Respeto y entiendo perfectamente a quienes están en contra de los toros. Sin embargo, me atrevo a apelar al mínimo sentido humano de cada uno y exponer para el reconocimiento el valor del ejemplo de Juan José Padilla, un artista al que un toro casi se lo llevó por delante hace casi dos meses. En la arena se dejó un ojo, media cara y casi la vida entera. Su familia, por supuesto, junto a todos los aficionados a la tauromaquia, nos encogimos con las imágenes dantescas y brutales por las que un hombre fue literalmente destrozado por una fuerza de la naturaleza con dos pitones por banda.

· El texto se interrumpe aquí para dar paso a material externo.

PR #42629, opened 2022-06-02
[10.x] Introduce int backed enum for implicit route binding

przemyslaw-przylucki:
This pull request introduces implicit int-backed Enum route binding.

The original pull request which added enum route binding (https://github.com/laravel/framework/pull/40281) rejected them as an option, however, it didn't include the reason behind it.

If this PR gets rejected, we should still consider specifying in the docs that only string-backed enums are a viable option for the routing


taylorotwell:
Is there a particular reason you sent this to 10.x branch instead of 9.x?

przemyslaw-przylucki:
@taylorotwell In my initial PR, I've created this PR for `9.x`, but @driesvints told me this would be a breaking change, so I changed the target to master, and then I messed up the branch so I wanted to open a new PR without all the junk (I suck at git, sorry)
 
I've created a new PR which solves the issue you've mentioned above

PR #42634, opened 2022-06-02
[9.x] Add onFailure method to Pipeline

reziamini:
Now, we are not able to do some stuff with the pipeline if there is a failed pipe.

With this new method, we will be able to throw a custom exception or our custom functionality (like logging, ...)

### DIFF
--- a/src/Illuminate/Pipeline/Pipeline.php
+++ b/src/Illuminate/Pipeline/Pipeline.php
@@ -25,6 +25,13 @@ class Pipeline implements PipelineContract
     protected $passable;
 
     /**
+     * The callback to be executed on failure pipeline.
+     *
+     * @var Closure
+     */
+    protected $onFailure;
+
+    /**
      * The array of class pipes.
      *
      * @var array
@@ -182,6 +189,10 @@ class Pipeline implements PipelineContract
 
                     return $this->handleCarry($carry);
                 } catch (Throwable $e) {
+                    if ($this->onFailure) {
+                        return call_user_func($this->onFailure, $pipe);
+                    }
+
                     return $this->handleException($passable, $e);
                 }
             };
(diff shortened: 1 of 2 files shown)


src/Illuminate/Pipeline/Pipeline.php
```diff
@@ -182,6 +189,10 @@ protected function carry()
 
                     return $this->handleCarry($carry);
                 } catch (Throwable $e) {
+                    if ($this->onFailure) {
+                        return call_user_func($this->onFailure, $pipe);
```
rodrigopedra, line 193: It would be nice to also send the exception to the `onFailure` method, for logging purposed, for example.

I'd also suggest to send it as the first parameter.

rezaamini-ir: I don't have any opinion on that, let's see what will Taylor say.

rezaamini-ir: @michael-rubel Didn't get it, what's wrong with `call_user_func`?
Could you please be more specific?

taylorotwell:
But you can do some stuff is there is a failed pipe using normal PHP try / catch syntax?

```php
    try {
        $pipeline = (new Pipeline)->send('data')->through([
            fn () => throw new Exception('foo'),
        ])->then(fn ($piped) => $piped);
    } catch (Exception $e) {
        dd('here');
    }
```

michael-rubel:
Hey @rezaamini-ir 

Your PR inspired me to create a modified version of Pipeline with this method and a DB transaction as a separate package:
https://github.com/michael-rubel/laravel-enhanced-pipeline

Try it out if needed and let me know if you want to add something else. 🙂

src/Illuminate/Pipeline/Pipeline.php
michael-rubel: @rezaamini-ir I meant using of more modern approach `($this->onFailure)($pipe)` instead of `call_user_func`.
Look at this line: https://github.com/michael-rubel/laravel-enhanced-pipeline/blob/main/src/Pipeline.php#L236

PR #42635, opened 2022-06-02
[9.x] Possibility to force safe retrieval in Form Request

michael-rubel:
### The case
FormRequest values are usually accessed by using `$request->value`, i.e. by a magic method. If `$request->value` is accessed, it means that all defined values have been validated, however, it does not mean that the value itself has been validated and wanted by the application. It could be resolved by using safe or validated methods, but I cannot find an option to set this behavior by default when requesting values from a form request.

This PR adds the possibility to force a safe retrieval from the `validated` method when accessing values in Form Requests.
You can turn it on by overriding class property:
```php
protected $safeInputElements = true;
```

This saves us from extracting validated input each time:
```php
public function controllerMethod(FormRequest $request): mixed
{
    $request = $request->safe();
}
```

### Breaking?
It's fully backward-compatible since this feature is optional and turned off by default. When disabled, the new `__get` just forwards the call to the parent.

### Any thoughts?
What do you think about this? The PR will stay as a draft until I see the green light from the community, or close it if people don't want this feature. 🔨

### DIFF
--- a/src/Illuminate/Foundation/Http/FormRequest.php
+++ b/src/Illuminate/Foundation/Http/FormRequest.php
@@ -292,6 +292,6 @@ class FormRequest extends Request implements ValidatesWhenResolved
     {
         return ! $this->safeInputElements
             ? parent::__get($key)
-            : Arr::get($this->safe(), $key, fn () => $this->route($key));
+            : Arr::get($this->validated(), $key, fn () => $this->route($key));
     }
 }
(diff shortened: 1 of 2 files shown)


michael-rubel:
I'm going to risk opening the idea for a review, as it seems to be liked by some people and doesn't have any downvotes at the moment.  🙂

taylorotwell:

michael-rubel:
Released this as a package if someone's interested in this feature:
https://github.com/michael-rubel/laravel-safe-request

PR #42640, opened 2022-06-02
Add php array_change_key_case() support to Collection

meyer59:
This PR add provide the php `array_change_key_case()`  to Collection and LazyCollection.
**Benefit**:
When you retrieve data from onlines API's, sometimes they are not following any name convention. For the sake of code readability it's more convenient to work with standardize array keys. 
Also, when the api result have 100 array keys, it's hard to remember how they named/cased everything.
```
$apiData = collect([
     "ID"       => 1,
     "NAME"     => "some name",
     "Lastname" => "some lastname",
 ]);
 //before this PR
 $data = array_change_key_case($apiData->all());
 collect($data)->dd();
 //after this PR
 $apiData->changeKeyCase()->dd();
```

### DIFF
--- a/src/Illuminate/Collections/Collection.php
+++ b/src/Illuminate/Collections/Collection.php
@@ -1708,12 +1708,13 @@ class Collection implements ArrayAccess, CanBeEscapedWhenCastToString, Enumerabl
 
     /**
      * apply the same case to all the collection key
+     *
      * @param int $case
      *
      * @return $this
      */
     public function changeKeyCase(int $case = CASE_LOWER): self
     {
-        return new static(array_change_key_case($this->items,$case));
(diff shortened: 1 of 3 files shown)


ecrmnn:
This already super easy with `mapWithKeys` tho.

```php
collect(['FiRst' => 'Hello', 'Second' => 'hello'])
    ->mapWithKeys(function ($v,$k) {
        return [mb_strtoupper($k) => $v];
    });
```

meyer59:
- A lot of collection method are using map under the hood and they still exists even if we can leverage `map()`. 
- Obviously, whenever i can, i would rather go for a native php function to do the job instead of me looping and using `mb_strtoupper()`

taylorotwell:

PR #42935, opened 2022-06-24
[9.x] Vite assets have deduplicated CSS <link>s

Magnesium38:
If two entrypoints are used that end up importing the same CSS chunk, multiple identical `<link>`s are output. This just makes the `$stylesheets` collection unique first. One caveat on this PR is a situation in which the `<link>`s are not consecutive.

```html
<!-- Current Output -->
<link rel="stylesheet" type="text/css" href="first.css">
<link rel="stylesheet" type="text/css" href="second.css">
<link rel="stylesheet" type="text/css" href="first.css">

<!-- Updated Output -->
<link rel="stylesheet" type="text/css" href="first.css">
<link rel="stylesheet" type="text/css" href="second.css">
```

Because CSS rules of equal specificity takes the later rule, the duplicated `first.css` stylesheet ends up overriding any overrides that came from the `second.css` stylesheet.

A trivial fix would be to chain more collection methods to ensure that the last duplicate of a file is the one that's retained. Something like `$stylesheets->reverse()->unique()->reverse()->join('')` would do it. This fix (or a more performant version) isn't included in this PR because I felt that the resulting order of the stylesheets shouldn't be a concern of this code. However, I know that my opinion comes from a place of bias. Nearly every project I work on has a singular stylesheet consisting of utility classes. If desired, I would be able to update this PR to account for it.

### DIFF
--- a/src/Illuminate/Foundation/Vite.php
+++ b/src/Illuminate/Foundation/Vite.php
@@ -75,7 +75,7 @@ class Vite
 
         [$stylesheets, $scripts] = $tags->partition(fn ($tag) => str_starts_with($tag, '<link'));
 
-        return new HtmlString($stylesheets->join('').$scripts->join(''));
+        return new HtmlString($stylesheets->unique()->join('').$scripts->join(''));
     }
 
     /**
--- a/tests/Foundation/FoundationViteTest.php
+++ b/tests/Foundation/FoundationViteTest.php
@@ -74,6 +74,19 @@ class FoundationViteTest extends TestCase
         );
     }
 
+    public function testViteWithDuplicateCssImport()
+    {
+        $this->makeViteManifest();
+
+        $result = (new Vite)(['resources/js/app-with-duplicate-css.js']);
+
+        $this->assertSame(
+            '<link rel="stylesheet" href="https://example.com/build/assets/common.versioned.css" />'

Pero Padilla se ha empeñado y quiere seguir adelante. No solo quiere recuperar su cara, y tal vez el ojo. No solo quiere olvidar la pesadilla y recogerse en el abrazo de su sufrida familia. No, quiere acometer un hecho que escapa al raciocinio que se diría “normal”: quiere volver a ser torero. Y lo ha repetido hoy con una fuerza sobrehumana a la salida del hospital, tras su última operación de casi doce horas: “Que nadie tenga pena de este torero porque voy a luchar lo indecible para reencontrarme vestido de torero con todos ellos”.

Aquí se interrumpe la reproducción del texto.